Il cloud sembrava essere indenne a tutte le criticità economiche, geopolitiche e operative di cui altre tecnologie hanno invece risentito in termini di investimenti. Nell’arco di circa un decennio la spesa per i data center, per esempio, è aumentata in media solo del 2% all’anno, mentre quella per il cloud del 42%, raggiungendo i 120,3 miliardi di dollari nel 2022.
Tutto sembra procedere a gonfie vele ma, a guardar bene i dati, si avvertono segnali di rallentamento da parte di alcune organizzazioni.
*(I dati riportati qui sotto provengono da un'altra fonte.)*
PR #97, opened 2020-08-11
Topic search

Ahmedgagan:


plugin.rb
```diff
@@ -221,11 +221,22 @@ class ::ListController
 
     list = apply_ordering(list, options)
 
+    list = list.merge(secure)
+
+    if options[:q].present?
+      term = options[:q]
+      bookmark_ts_query = Search.ts_query(term: term)
```
davidtaylorhq, line 228: Let's rename this to something else ;)

plugin.rb
```diff
@@ -262,11 +274,22 @@ class ::ListController
...
```
davidtaylorhq, line 281: As above

spec/requests/list_controller_spec.rb
```diff
@@ -5,7 +5,10 @@
 
 describe ListController do
 
-  before { SiteSetting.assign_enabled = true }
+  before do
+    SiteSetting.assign_enabled = true
+    SearchIndexer.enable
```
davidtaylorhq, line 10: The reason that we disable search indexing by default is that it is quite slow. Can you move this so that it is only enabled in the `filtering of topics` context? That way, it won't make the other tests slower

Ahmedgagan: Sure ill do that right now😊

PR #98, opened 2020-08-13
Remember sort and topic-search

Ahmedgagan:


assets/javascripts/discourse/templates/group/assigned.hbs
```diff
@@ -6,9 +6,9 @@
       </div>
     {{/if}}
     {{#load-more selector=".activity-nav li" action=(action "loadMore")}}
-      {{group-assigned-filter show-avatar=false filter="everyone" routeType=route_type assignment_count=group.assignment_count}}
+      {{group-assigned-filter show-avatar=false filter="everyone" routeType=route_type assignment_count=group.assignment_count router=router}}
```
davidtaylorhq, line 9: Ideally components should be separated from the application, so it would be best if we didn't pass them the router. Can you pass the necessary variables like `q=q ascending=ascending order=order` instead?

Ahmedgagan: Sure, ill make this change

Ahmedgagan: Done in the latest commit 😃

assets/javascripts/discourse-assign/controllers/group-assigned.js.es6
```diff
@@ -12,6 +12,30 @@ export default Controller.extend({
   filterName: "",
   filter: "",
 
+  @discourseComputed("router.currentRoute.queryParams.order")
```
davidtaylorhq, line 15: I guess this needs to be changed since the router is gone?

Ahmedgagan: we are getting router in the controller [here](https://github.com/discourse/discourse-assign/blob/83ff23c98ec8d5edcb3090093c4025db1d618ef0/assets/javascripts/discourse-assign/controllers/group-assigned.js.es6#L8) we still need to change this?

davidtaylorhq: Hmm I see... It is much better now that it's in the controller, but still, injecting the router service is not ideal.

What happens if we add order/ascending/q as queryParams to this controller? Does it break the group-assigned-show controller? Or does it work ok?

Ahmedgagan: It breaks the `group-assigned-show` controller

davidtaylorhq: Ok, let's keep this then :+1:

assets/javascripts/discourse-assign/controllers/group-assigned.js.es6
```diff
@@ -12,6 +12,30 @@ export default Controller.extend({
...
+  order(order) {
+    if (order) {
+      return order;
+    }
+    return "";
```
davidtaylorhq, line 20: How about 

```suggestion
    return order || "";
```

Ahmedgagan: Updated in the latest commit 😃

davidtaylorhq:
@Ahmedgagan please can you resolve the conflict

Ahmedgagan:
> @Ahmedgagan please can you resolve the conflict

Solved in latest commit

assets/javascripts/discourse/templates/group/assigned.hbs
```diff
@@ -12,9 +12,23 @@
...
+        q=q
+        ascending=ascending
+        order=order}}
       {{#each members as |member|}}
-        {{group-assigned-filter show-avatar=true filter=member routeType=route_type}}
+        {{group-assigned-filter
+          show-avatar=true
+          filter=member
+          routeType=route_type
+          assignment_count=group.assignment_count
```
davidtaylorhq, line 28: Do we need to pass the group assignment count here? I think we only need it for the 'everyone' button?

assets/javascripts/discourse/templates/group/assigned.hbs
```diff
@@ -12,9 +12,23 @@
       </div>
     {{/if}}
     {{#load-more selector=".activity-nav li" action=(action "loadMore")}}
-      {{group-assigned-filter show-avatar=false filter="everyone" routeType=route_type assignmentCount=group.assignment_count}}
+      {{group-assigned-filter
+        show-avatar=false
+        filter="everyone"
+        routeType=route_type
+        assignment_count=group.assignment_count
```
davidtaylorhq, line 19: Does this work? I think we just changed this to `assignmentCount` rather than `assignment_count`

Ahmedgagan: Yaa you are right😅 I just added a commit changing this

PR #99, opened 2020-08-13
DEV: various code comments

jjaffeux:
@davidtaylorhq @Ahmedgagan this is various code comments on this file, that I hope you will find useful. Feel free to scrap it, it's not meant to be merged.

### DIFF
--- a/assets/javascripts/discourse-assign/controllers/group-assigned.js.es6
+++ b/assets/javascripts/discourse-assign/controllers/group-assigned.js.es6
@@ -1,8 +1,10 @@
 import { inject as service } from "@ember/service";
 import Controller, { inject as controller } from "@ember/controller";
+import { action } from "@ember/object";
+import { debounce } from "@ember/runloop";
 import { ajax } from "discourse/lib/ajax";
 import discourseComputed, { observes } from "discourse-common/utils/decorators";
-import discourseDebounce from "discourse/lib/debounce";
+import { INPUT_DELAY } from "discourse-common/config/environment";
 
 export default Controller.extend({
   router: service(),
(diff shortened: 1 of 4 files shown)


assets/javascripts/discourse-assign/controllers/group-assigned.js.es6
```diff
@@ -12,35 +14,62 @@ export default Controller.extend({
...
-      }
-      this.set("members", result.members);
-      this.set("loading", false);
-    });
-  },
+    })
+      .then(result => {
+        // know that this is risky, and a bug actually in your code
+        // if you type something in filter and click fast on logo befire the end of debouncing
+        // you will load home and then reload group.assigned.show
```
davidtaylorhq, line 61: How would you suggest we improve this @jjaffeux? I guess we can check something like `router.isActive('group-assigned-show')` first?

assets/javascripts/discourse-assign/controllers/group-assigned.js.es6
```diff
@@ -12,35 +14,62 @@ export default Controller.extend({
   filterName: "",
   filter: "",
 
+  // I don't know know the subject enough but we should try to remove this one too
+  // one way to do this would be to maybe pass group to group-assigned-filter
+  // and use didReceiveAttrs, I didn't try, but that might be a path forward
```
davidtaylorhq, line 19: This is solving the problem

- We have the `group` route, which loads the group info, including the assigned count. We use that to put a counter like <kbd>Assigned (3)</kbd> on the tab

- When you're in the `group-assigned` tab, it is possible to unassign topics. Therefore the count in the tab should change

Reloading the entire `group` model seems wasteful, so we're just updating the assignment count when needed.

We can totally move this to an `afterModel` hook on the `group-assigned` route. But I still don't really like how we are modifying data in a parent route 🤔  It violates the DDAU principle.

Maybe `group-assigned` can fire an action `assignedCountChanged(count)` during `afterModel`, and then `group` can implement that action, and update the assignment count.

assets/javascripts/discourse-assign/controllers/group-assigned.js.es6
```diff
@@ -12,35 +14,62 @@ export default Controller.extend({
...
-      this.set("members", result.members);
-      this.set("loading", false);
-    });
-  },
+    })
+      .then(result => {
+        // know that this is risky, and a bug actually in your code
+        // if you type something in filter and click fast on logo befire the end of debouncing
+        // you will load home and then reload group.assigned.show
+        if (this.router.currentRoute.params.filter !== "everyone") {
```
davidtaylorhq, line 62: @jjaffeux how do you feel about accessing the route service like this in a controller? Ahmed and I have been talking in [this PR](https://github.com/discourse/discourse-assign/pull/98#discussion_r470098636) about it... 

Originally I was thinking it should be avoided... but now I'm reading [the ember docs](https://api.emberjs.com/ember/3.9/classes/RouterService/methods) about the service and it does seem to be designed for use by controllers and components. So maybe this is fine? 🤷‍♂️

jjaffeux: I would yes it's fine, and you are only accessibg public things so 🤷‍♂️

assets/javascripts/discourse-assign/controllers/group-assigned.js.es6
jjaffeux: Yes seems like a good path

assets/javascripts/discourse-assign/controllers/group-assigned.js.es6
jjaffeux: I might be missing something, but I think https://github.com/discourse/discourse-assign/pull/99/commits/3a77beef427670c50cc309db1d41ca766e02e925 should just work ?

Ahmedgagan: When any unassign happens, we need to refresh the `group.assignment_count` which is available in the parent route. we need to update `group.assignment_count` as we use it in the parent route too. so I think this might not work here?

jjaffeux: Please do me a test case where it doesn't work if possible

Ahmedgagan: [here](https://github.com/discourse/discourse-assign/blob/83ff23c98ec8d5edcb3090093c4025db1d618ef0/assets/javascripts/discourse/templates/components/group-assigned-menu-item.hbs#L2) we use `assignment_count` from group model. so, whenever a reassign happens we need to update assignment_count from group model

jjaffeux: ok indeed I missed the connector, in this case I think just doing this: https://github.com/discourse/discourse-assign/pull/99/commits/725a79eb93268a7b5a1a3d855204d66bcff8bb7b

would be better, it's a little bit hacky but okayish IMO, and still better than an observer

Ahmedgagan: Screenshot 2020-08-14 at 3 05 28 AM
This happens when we unassign any topic, tab count remains same and just side-bar counts changes

Ahmedgagan: That's Perfect😍

davidtaylorhq:
Comments integrated in 99c2c48c. Thanks @jjaffeux

PR #102, opened 2020-08-15
Advanced search

Ahmedgagan:
`in:assigned` and `in:not_assigned` filter's added in advanced search options


plugin.rb
```diff
@@ -497,4 +497,29 @@ def self.enqueue_assign_hooks(event, payload)
     end
   end
 
+  require_dependency 'search'
+
+  #TODO Remove when plugin is 1.0
+  if Search.respond_to? :advanced_filter
+    Search.advanced_filter(/in:assigned/) do |posts|
```
davidtaylorhq, line 504: I think you should be able to replace all this with the [plugin API](https://github.com/discourse/discourse/blob/master/lib/plugin/instance.rb#L205-L205)
```suggestion
register_search_advanced_filter(/in:assigned/) do |posts|
```

assets/javascripts/discourse-assign/initializers/extend-for-assigns.js.es6
```diff
@@ -319,6 +320,22 @@ export default {
       return;
     }
 
+    SearchAdvancedOptions.reopen({
+      didInsertElement() {
```
davidtaylorhq, line 324: These arrays of options are set up in `init()`. So I think it might be cleaner to override `init()` rather than `didInsertElement`

Ahmedgagan:
> Approach is looking good to me. We will need some JS and Ruby tests for this. And we also need to make sure this is secure behind the `guardian.can_assign?` check.

Where can I add the check `guardian.can_assign?` as we are working with the instance.rb method where `guardian` and `current_user` both are not available

davidtaylorhq:
Does `@guardian` work? I think that's how other advanced search filters work

assets/javascripts/discourse-assign/initializers/extend-for-assigns.js.es6
```diff
@@ -318,6 +320,57 @@ export default {
     if (!siteSettings.assign_enabled) {
       return;
     }
+    const currentUser = container.lookup("current-user:main");
+    if (currentUser.can_assign) {
+      const REGEXP_USERNAME_PREFIX = /^(user:|@)/gi;
```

Cresce il numero di quelle che hanno iniziato a mettere in discussione il cloud, iniziando a riportare i carichi di lavoro al proprio interno.
Cloud cost management e la tentazione del rimpatrio
Gli indizi di un nuovo trend come quello del “rimpatrio” compaiono se ci si focalizza in particolare sugli ultimi anni. Synergy Research lo ha fatto, notando un rallentamento del tasso di crescita della spesa per il cloud, passato dal 20% nel quarto trimestre del 2022 al 19% nel primo trimestre di quest’anno e poi al 18% nel secondo trimestre 2023.
Le preoccupazioni sulla sicurezza e sulla perdita di controllo dell’infrastruttura, che agli albori di questa tecnologia avevano creato perplessità, non c’entrano con questi recenti numeri. L’attrattiva del cloud si sarebbe infatti attenuata per motivi meramente più legati al budget.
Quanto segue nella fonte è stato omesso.